The size of .comp is smaller than the original file, which can be seen as a compressed file of the original file. With the decoder, we can decode the compressed file to original file.
Basically creating an algorithm to construct a huffman tree based on certain frequency table and input. And with the codes we got from the encoding method, we are able to decode it to get original characters with decode method. All the codes are explained in the huffman.cc file.
Allowing users to read and write bits to a file or stream one at a time. All the codes are explained in the bitio.cc file.
Get each character in the file and encode all the characters with huffman encoding from huffman.cc, then write the codes from the encoding into a new compressed binary file.
Get every bit of the new compressed and pass that bit to the decoding method of huffman class. With the construction of the decoding method, we are able to get every character from the original file. Then create a new file which allows us to pass the characters we got from the decoding into the new file using put(). Finally, return the sizes of the compressed file and the decompressed file (original file).
Firstly, enter the following codes in the command-line:
g++ -g -std==c++2a htree.cc hforest.cc huffman.cc bitio.cc encoder.cc -o encoder
g++ -g -std==c++2a htree.cc hforest.cc huffman.cc bitio.cc decoder.cc -o decoder
./encoder filename.type
./decoder filename.type.comp
After these codes, you will find the sizes of original file and compressed file as printed in the console.
I didn't change the test codes given. All tests in the test_huffman.cc and test_bitio.cc are passed.
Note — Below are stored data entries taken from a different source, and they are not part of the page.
PR #390, opened 2023-08-02
update fate command moved from shell to admin

EdColeman:
The fate command was removed from the shell and now uses the admin command. Update the command usage examples in the advanced troubleshooting section.

### DIFF
--- a/_docs-2/troubleshooting/advanced.md
+++ b/_docs-2/troubleshooting/advanced.md
@@ -343,7 +343,7 @@ For versions 2.1 and later, you can use the admin fate command to delete complet
 
 If any of the operations are not complete, you should rollback the upgrade and troubleshoot completing them with your prior version.
 
-Prior to 2.1, the same step apply, but the fate command is accessed with the Accumulo shell instead of the admin command.  The shell commands are as follows: 
+Prior to 2.1, the same steps apply, but the fate command is accessed with the Accumulo shell instead of the admin command.  The shell commands are as follows: 
 
 use `fate print` to list transactions
 use `fate delete` to delete completed transactions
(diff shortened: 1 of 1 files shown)


dlmarion (approved):

_docs-2/troubleshooting/advanced.md
```diff
@@ -333,12 +333,12 @@ overridden by using the `--local-wal-directories` option on the tool. It can be
...
 
-You can use the shell to delete completed FATE transactions using the following:
+You can use the admin fate command to delete completed FATE transactions using the following:
 
 * Start tservers
 * Start shell
-* Run `fate print` to list all
-* If completed, just delete with `fate delete`
+* Run `accumulo admin fate --print` to list all transactions
+* If the transactions have completed, just delete with them with `accumulo admin fate --delete TXID [TXID...]`
```
ctubbsii, line 341: Does this work in all 2.x versions? These docs cover all 2.x. If it only works for a subset of these versions, it should be called out, as in "Prior to 2.x.y, the command was in the shell as ..." or similar.

EdColeman: It was updated in 2.1 with PR #2914

EdColeman: Addressed in f6ec66fb

_docs-2/troubleshooting/advanced.md
```diff
@@ -333,16 +333,21 @@ overridden by using the `--local-wal-directories` option on the tool. It can be
...
 * Start managers once there are no more fate operations
 
 If any of the operations are not complete, you should rollback the upgrade and troubleshoot completing them with your prior version.
 
+Prior to 2.1, the same step apply, but the fate command is accessed with the Accumulo shell instead of the admin command.  The shell commands are as follows:
```
ctubbsii, line 346:
```suggestion
Prior to 2.1, the same steps apply, but the fate command is accessed with the Accumulo shell instead of the admin command.  The shell commands are as follows: 
```

ctubbsii (approved):
small typo, otherwise LGTM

File name | Raw file size in bytes (before compression) | Compressed file size in bytes. | Decompressed file matches raw file exactly (yes/no). |
---|---|---|---|
kobe.txt | 1708 bytes | 1029 bytes | Yes |
decoder.cc | 1995 bytes | 1187 bytes | Yes |
main.tex | 5071 bytes | 3256 bytes | Yes |
instruction.txt | 1534 bytes | 1009 bytes | Yes |
linux.txt | 421 bytes | 244 bytes | Yes |
apple.txt | 531 bytes | 188 bytes | Yes |
I used cmp to check each decompressed file and original file. All six files pass the test.